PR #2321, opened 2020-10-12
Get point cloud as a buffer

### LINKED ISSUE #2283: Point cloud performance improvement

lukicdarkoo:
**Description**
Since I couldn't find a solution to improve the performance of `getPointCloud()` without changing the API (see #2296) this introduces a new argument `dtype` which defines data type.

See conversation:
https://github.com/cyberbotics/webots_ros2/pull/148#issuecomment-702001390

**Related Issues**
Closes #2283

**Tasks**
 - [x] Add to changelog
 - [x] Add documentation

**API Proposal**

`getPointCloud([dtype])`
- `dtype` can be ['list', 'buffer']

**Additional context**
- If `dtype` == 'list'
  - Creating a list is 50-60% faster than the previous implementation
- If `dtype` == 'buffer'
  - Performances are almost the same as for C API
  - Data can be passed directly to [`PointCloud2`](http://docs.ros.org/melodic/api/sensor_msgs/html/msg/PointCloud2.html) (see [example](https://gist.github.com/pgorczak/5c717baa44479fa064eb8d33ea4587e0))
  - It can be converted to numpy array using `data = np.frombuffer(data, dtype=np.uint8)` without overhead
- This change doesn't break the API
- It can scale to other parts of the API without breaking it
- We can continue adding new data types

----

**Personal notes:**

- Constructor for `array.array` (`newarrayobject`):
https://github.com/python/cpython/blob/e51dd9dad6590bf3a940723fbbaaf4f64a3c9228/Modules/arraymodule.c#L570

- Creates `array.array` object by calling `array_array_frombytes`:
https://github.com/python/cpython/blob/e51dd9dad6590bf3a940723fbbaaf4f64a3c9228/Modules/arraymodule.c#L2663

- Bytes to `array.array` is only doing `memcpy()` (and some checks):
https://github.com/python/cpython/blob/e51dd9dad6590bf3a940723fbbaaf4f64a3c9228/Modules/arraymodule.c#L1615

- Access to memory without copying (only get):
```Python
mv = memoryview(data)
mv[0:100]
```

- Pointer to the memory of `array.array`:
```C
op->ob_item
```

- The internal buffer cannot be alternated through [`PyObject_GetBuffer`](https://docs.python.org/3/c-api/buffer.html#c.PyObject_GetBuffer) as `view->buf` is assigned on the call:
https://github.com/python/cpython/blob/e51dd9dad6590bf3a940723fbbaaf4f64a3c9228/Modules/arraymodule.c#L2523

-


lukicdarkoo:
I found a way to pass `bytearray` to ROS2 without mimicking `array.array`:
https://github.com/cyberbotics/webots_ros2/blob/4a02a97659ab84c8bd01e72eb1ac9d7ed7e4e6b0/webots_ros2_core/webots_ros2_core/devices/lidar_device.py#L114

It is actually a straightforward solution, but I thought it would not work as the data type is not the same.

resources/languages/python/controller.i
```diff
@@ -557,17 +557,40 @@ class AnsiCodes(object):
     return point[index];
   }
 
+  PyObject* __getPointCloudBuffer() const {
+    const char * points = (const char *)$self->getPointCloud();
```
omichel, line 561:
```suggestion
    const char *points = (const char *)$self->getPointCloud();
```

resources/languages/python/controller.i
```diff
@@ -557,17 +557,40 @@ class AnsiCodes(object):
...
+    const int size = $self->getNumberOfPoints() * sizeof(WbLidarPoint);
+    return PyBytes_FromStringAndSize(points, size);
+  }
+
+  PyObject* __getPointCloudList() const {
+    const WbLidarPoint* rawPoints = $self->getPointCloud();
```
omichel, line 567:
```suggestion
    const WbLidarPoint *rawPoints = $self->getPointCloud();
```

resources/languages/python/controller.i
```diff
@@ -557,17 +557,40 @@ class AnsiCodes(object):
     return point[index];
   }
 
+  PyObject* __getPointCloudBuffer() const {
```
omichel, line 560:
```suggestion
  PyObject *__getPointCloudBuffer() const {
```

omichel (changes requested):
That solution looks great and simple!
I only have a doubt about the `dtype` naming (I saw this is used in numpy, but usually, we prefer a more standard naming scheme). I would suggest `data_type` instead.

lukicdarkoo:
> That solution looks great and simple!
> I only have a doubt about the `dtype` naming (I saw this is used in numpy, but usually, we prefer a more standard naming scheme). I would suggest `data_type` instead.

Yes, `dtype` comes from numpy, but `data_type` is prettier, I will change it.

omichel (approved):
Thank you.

____________________

### [Exercise details]
Each line above should be reproduced exactly, with nothing omitted.

### [Written reply]
PR #2321, opened 2020-10-12
Get point cloud as a buffer

### LINKED ISSUE #2283: Point cloud performance improvement

lukicdarkoo:
**Description**
Since I couldn't find a solution to improve the performance of `getPointCloud()` without changing the API (see #2296) this introduces a new argument `dtype` which defines data type.

See conversation:
https://github.com/cyberbotics/webots_ros2/pull/148#issuecomment-702001390

**Related Issues**
Closes #2283

**Tasks**
 - [x] Add to changelog
 - [x] Add documentation

**API Proposal**

`getPointCloud([dtype])`
- `dtype` can be ['list', 'buffer']

**Additional context**
- If `dtype` == 'list'
  - Creating a list is 50-60% faster than the previous implementation
- If `dtype` == 'buffer'
  - Performances are almost the same as for C API
  - Data can be passed directly to [`PointCloud2`](http://docs.ros.org/melodic/api/sensor_msgs/html/msg/PointCloud2.html) (see [example](https://gist.github.com/pgorczak/5c717baa44479fa064eb8d33ea4587e0))
  - It can be converted to numpy array using `data = np.frombuffer(data, dtype=np.uint8)` without overhead
- This change doesn't break the API
- It can scale to other parts of the API without breaking it
- We can continue adding new data types

----

**Personal notes:**

- Constructor for `array.array` (`newarrayobject`):
https://github.com/python/cpython/blob/e51dd9dad6590bf3a940723fbbaaf4f64a3c9228/Modules/arraymodule.c#L570

- Creates `array.array` object by calling `array_array_frombytes`:
https://github.com/python/cpython/blob/e51dd9dad6590bf3a940723fbbaaf4f64a3c9228/Modules/arraymodule.c#L2663

- Bytes to `array.array` is only doing `memcpy()` (and some checks):
https://github.com/python/cpython/blob/e51dd9dad6590bf3a940723fbbaaf4f64a3c9228/Modules/arraymodule.c#L1615

- Access to memory without copying (only get):
```Python
mv = memoryview(data)
mv[0:100]
```

- Pointer to the memory of `array.array`:
```C
op->ob_item
```

- The internal buffer cannot be alternated through [`PyObject_GetBuffer`](https://docs.python.org/3/c-api/buffer.html#c.PyObject_GetBuffer) as `view->buf` is assigned on the call:
https://github.com/python/cpython/blob/e51dd9dad6590bf3a940723fbbaaf4f64a3c9228/Modules/arraymodule.c#L2523

-


lukicdarkoo:
I found a way to pass `bytearray` to ROS2 without mimicking `array.array`:
https://github.com/cyberbotics/webots_ros2/blob/4a02a97659ab84c8bd01e72eb1ac9d7ed7e4e6b0/webots_ros2_core/webots_ros2_core/devices/lidar_device.py#L114

It is actually a straightforward solution, but I thought it would not work as the data type is not the same.

resources/languages/python/controller.i
```diff
@@ -557,17 +557,40 @@ class AnsiCodes(object):
     return point[index];
   }
 
+  PyObject* __getPointCloudBuffer() const {
+    const char * points = (const char *)$self->getPointCloud();
```
omichel, line 561:
```suggestion
    const char *points = (const char *)$self->getPointCloud();
```

resources/languages/python/controller.i
```diff
@@ -557,17 +557,40 @@ class AnsiCodes(object):
...
+    const int size = $self->getNumberOfPoints() * sizeof(WbLidarPoint);
+    return PyBytes_FromStringAndSize(points, size);
+  }
+
+  PyObject* __getPointCloudList() const {
+    const WbLidarPoint* rawPoints = $self->getPointCloud();
```
omichel, line 567:
```suggestion
    const WbLidarPoint *rawPoints = $self->getPointCloud();
```

resources/languages/python/controller.i
```diff
@@ -557,17 +557,40 @@ class AnsiCodes(object):
     return point[index];
   }
 
+  PyObject* __getPointCloudBuffer() const {
```
omichel, line 560:
```suggestion
  PyObject *__getPointCloudBuffer() const {
```

omichel (changes requested):
That solution looks great and simple!
I only have a doubt about the `dtype` naming (I saw this is used in numpy, but usually, we prefer a more standard naming scheme). I would suggest `data_type` instead.

lukicdarkoo:
> That solution looks great and simple!
> I only have a doubt about the `dtype` naming (I saw this is used in numpy, but usually, we prefer a more standard naming scheme). I would suggest `data_type` instead.

Yes, `dtype` comes from numpy, but `data_type` is prettier, I will change it.

omichel (approved):
Thank you.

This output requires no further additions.